Hoffe bin ihr im richtigen Unterforum. 

Asus Board B 570-F Gaming. Da gibt es ja auch den Anschluss CPU OPT FAN. Hab dort mal einen Lüfter angeschlossen. Der läuft aber gleich mal so mit 1700 Umdrehungen. Komischer weiße kann man dem im Bios nicht einstellen. Es gibt da keinen Punkt dazu. 

Ich hab eine Wasserkühlung die ich auch Push and Pul umstellen will. Hab zwar die anderen Lüfter noch nicht, hab aber eine anderen da mal so zum Test drauf gesetzt. 

Ist wohl besser man schließt alle auf CPU FAN an oder? 

Weil das kommt mir komisch vor. 1


----------



## Dragon AMD (27. Juli 2019)

Hi.

Hast du mal in das Handbuch geschaut?

Denke nicht.


Der Opt ist für eine Pumpe vorgesehen Hauptsächlich.

Mfg

Gesendet von meinem SM-G388F mit Tapatalk


----------



## Incredible Alk (27. Juli 2019)

CPU-FAN ist der normale und bei deinem Board regelbare Lüfteranschluss. Dieser ist immer die erste Wahl.
CPU_OPT ist ein optionaler (Zusatz-)Anschluss (daher der Name) der ggf. nicht regelbar ist und für Wasserkühlungspumpen gedacht ist.

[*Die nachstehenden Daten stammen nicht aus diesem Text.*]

PR #1741, opened 2017-04-25
Highlight text of the selected mode

LipuFei:
image
Updated to reflect 703f1c0


fieldOfView:
This makes the toggle switch itself rock back and forth a couple of pixels when switching because the widths of the texts change.

LipuFei:
@fieldOfView nice catch! :D I will polish it a little bit.

LipuFei:
@fieldOfView I did some refactoring and used Button for the texts, so we don't have the size changing issue. Also the text colour changes when mouse hovers.

PR #9538, opened 2021-04-08
[CURA-7180] Explicitly give keyring-backend on Mac too.

rburema:


cura/OAuth2/KeyringAttribute.py
```diff
@@ -18,6 +18,9 @@
     import win32timezone
     from keyring.backends.Windows import WinVaultKeyring
     keyring.set_keyring(WinVaultKeyring())
+if Platform.isOSX() and hasattr(sys, "frozen"):
+    from keyring.backends.OS_X import Keyring
```
konskarm, line 22: According to https://keyring.readthedocs.io/en/latest/history.html#v22-0-0 the OS_X is depreceted since v22.0.0 and we should use macOS instead (to avoid the deprecation warning).

```suggestion
    from keyring.backends.macOS import Keyring
```

PR #9539, opened 2021-04-08
adding tripod buildplate shape and assigning it to dagoma delta printers

DethCount:
allows to print 270mm instead of 200mm


Ghostkeeper:
Maybe just "triangular" would be a better description for the shape of the build plate?

A new build plate shape also needs to be implemented in CuraEngine. This PR alone is not going to provide support for triangular build plates.

DethCount:
ok for triangular.

I spent 2 days trying to build Cura on Mac OS but i couldn't make it work.
I'm getting issues with python sip import while on cura-build-environment
container.

Le jeu. 15 avr. 2021 à 23:30, Ghostkeeper ***@***.***> a
écrit :

Ghostkeeper:
Sip is always a bit of a difficult one to deal with in the build system, for some reason. Myself I've just compiled Sip from source and then it's working fine by pointing CMake to the correct directories.

nallath:
I'm closing this due to inactivity.

PR #9546, opened 2021-04-09
CURA-8167: Trim the changelog to show release notes of versions >=4.6.0

konskarm:
The release notes of older versions can be found on GitHub.

CURA-8167


rburema (approved):
Remember to put the old (parts of the) changelog somewhere we can still refer people to it!

PR #9563, opened 2021-04-11
Updated pt_BR translation

Patola:
Fixed some boolean entries description, fixed some verb declinations and added new translations.


jellespijker (approved):
Looks good @Patola. Thank you for your help, it is appeciated.

PR #9569, opened 2021-04-12
Fix the Cura logo

fieldOfView:
This PR fixes the Cura logo which somehow got mirrored in the What's New dialog. It irks me to no end.


ChrisTerBeke:
You weren't aware yet that from next release onward, it's gonna be called Ultimaker Aruc?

Du kannst natürlich per Splitterkabel mehrere Lüfter an den regelbaren hängen. Achte dann nur darauf, dass die Gesamtstromstärke 1 A nicht überschreitet (wie viel ein Lüfter braucht steht auf seinem Etikett).


----------



## IICARUS (27. Juli 2019)

Beim CPU_OPT muss in der Tat ins Handbuch geschaut werden, denn ich kenne welche die nicht geregelt werden und andere die werden mit über den CPU-Fan gleich geregelt.


----------



## Incredible Alk (27. Juli 2019)

Standardmäßig werden die normalerweise nicht geregelt - und das hat einen einfachen Grund: Manche Wasserkühlungspumpen gehen kaputt wenn sie mit zu geringer Spannung oder per PWM-Spannung angesteuert werden. Deswegen läuft der OPT-Anschluss ab Werk immer volle Suppe.


----------



## IICARUS (27. Juli 2019)

Mit meinem Asus Hero wird der als Beispiel mit dem CPU-Fan mit geregelt und ich kenne es auch von einem Asrock Z87 Extreme 4 so.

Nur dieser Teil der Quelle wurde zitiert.